The morals and ethics of Kim Davis’ stance have been hashed and rehashed over the last several weeks. Philosophically, both the choice between civil obligations and religious ones, and the determination of what are properly obligations rather than personal choices, are complex topics. However, the question of whether imprisoning her for not doing her job is unjust isn’t: she wasn’t; and even if she had been, it wouldn’t be unjust.

The basic employment contract sets out the things an employee will do in exchange for the benefits an employer provides and things an employer will do in exchange for the benefits an employee will provide. Almost all will also incorporate, either directly or by reference, a procedure for dealing with one party not performing their side of the bargain. Many legal jurisdictions will also have laws imposing certain processes whether or not the specific contract and policies mention them. So, in the usual case, a failure by the employee to perform a task breaches the contract triggering the defined process for handling it (usually a hearing followed by suspension/dismissal).

One of the principles that suggest a just society is predictability, so as a general rule, where a remedy/sanction exists, it is unjust to impose another one. Thus, where someone refuses to do their job sending them to prison would usually be unjust.

However, that wasn’t what happened here: Kim Davis was punished for Contempt of Court.

For a Court system to function, there must be a method of enforcing the Court’s decisions.

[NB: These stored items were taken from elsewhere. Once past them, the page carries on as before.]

PR #587, opened 2019-04-15
Multi-databases support for routing driver

zhenlineo:
`GetRoutingTable` procedure now accepts an optional parameter `database` for fetching routing table for the specified database. To obtain routing table for default database, use `database = null` rather than `database = ''`.

`GetRoutingTable` procedure should be executed on system database as it is a DBMS procedure.

Basics:
`RoutingTableRegistry` keeps a concurrent map from database names to `RoutingTableHandler`.
`RoutingTableHandler` holds a `RoutingTable` (empty at creation) and handles removal of servers from routing table in case of connection errors.
`Discovery` provides discovery service. Given a routing table, it reads available routers and finds a connection from connection pool to perform discovery. If success, it updates the routing table and connection pool. If failed, it throws error.

`RoutingTableRegistry`, `Discovery` and `ConnectionPool` are shared resources by all threads in drivers. `RoutingTableHandler` and `RoutingTable` is (mostly) used by a single thread.

PR #609, opened 2019-07-01
Make connectivity verification not part of driver creation.

zhenlineo:
Based on top of #587


ali-ince (commented):
I would vote for skipping connectivity verification for all and leave it to the user to explicitly call `Driver.verifyConnectivity` or `Driver.verifyConnectivityAsync` at his will. 

I think there's no value of adding a specific configuration setting for this.

ali-ince (approved):
LGTM @zhenlineo.

Maybe we can add an explicit warning note that even if the `verifyConnectivity` throws an exception, the user should still call `Driver.close()` to clean-up resources.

Logically, this method must leave the person refusing to obey facing a bigger punishment than if they had obeyed; otherwise, they would have no reason to obey. In this case, the individual judge made the entirely reasonable decision to impose imprisonment for her failure to obey.

Liberty exists in proportion to wholesome restraint.

– Daniel Webster

But had she actually been imprisoned for failing to do her job it wouldn’t be an affront to the general principle, as the circumstances of her employment are special: she is an agent of government.

A second indicator of a just society is a mechanism for reducing abuses of power. Where someone is granted authority beyond that of a private citizen, methods exist to ensure the imbalance is not abused. From the additional punishments imposed on military personnel refusing an order to the power of courts to challenge the actions of the executive, there is a long history of applying additional legal measures to the mechanisms of government.

While Kim Davis was an employee, she was also an agent of government. Her failure to issue the licenses was not only the refusal of an employee to fulfil their contract, it was an abuse of governmental authority. And the power of the state is such that more severe sanction for abuse is entirely just.

In the event anyone doesn’t know why Kim Davis was famous (or the more ego-boosting event that people too busy to look it up are taking the time to read this post far enough in the future that they have forgotten), she didn’t do her job and disobeyed a Court ordering her to start doing her job. Specifically, she refused to issue wedding licenses to homosexual couples and then a Court Order to issue them.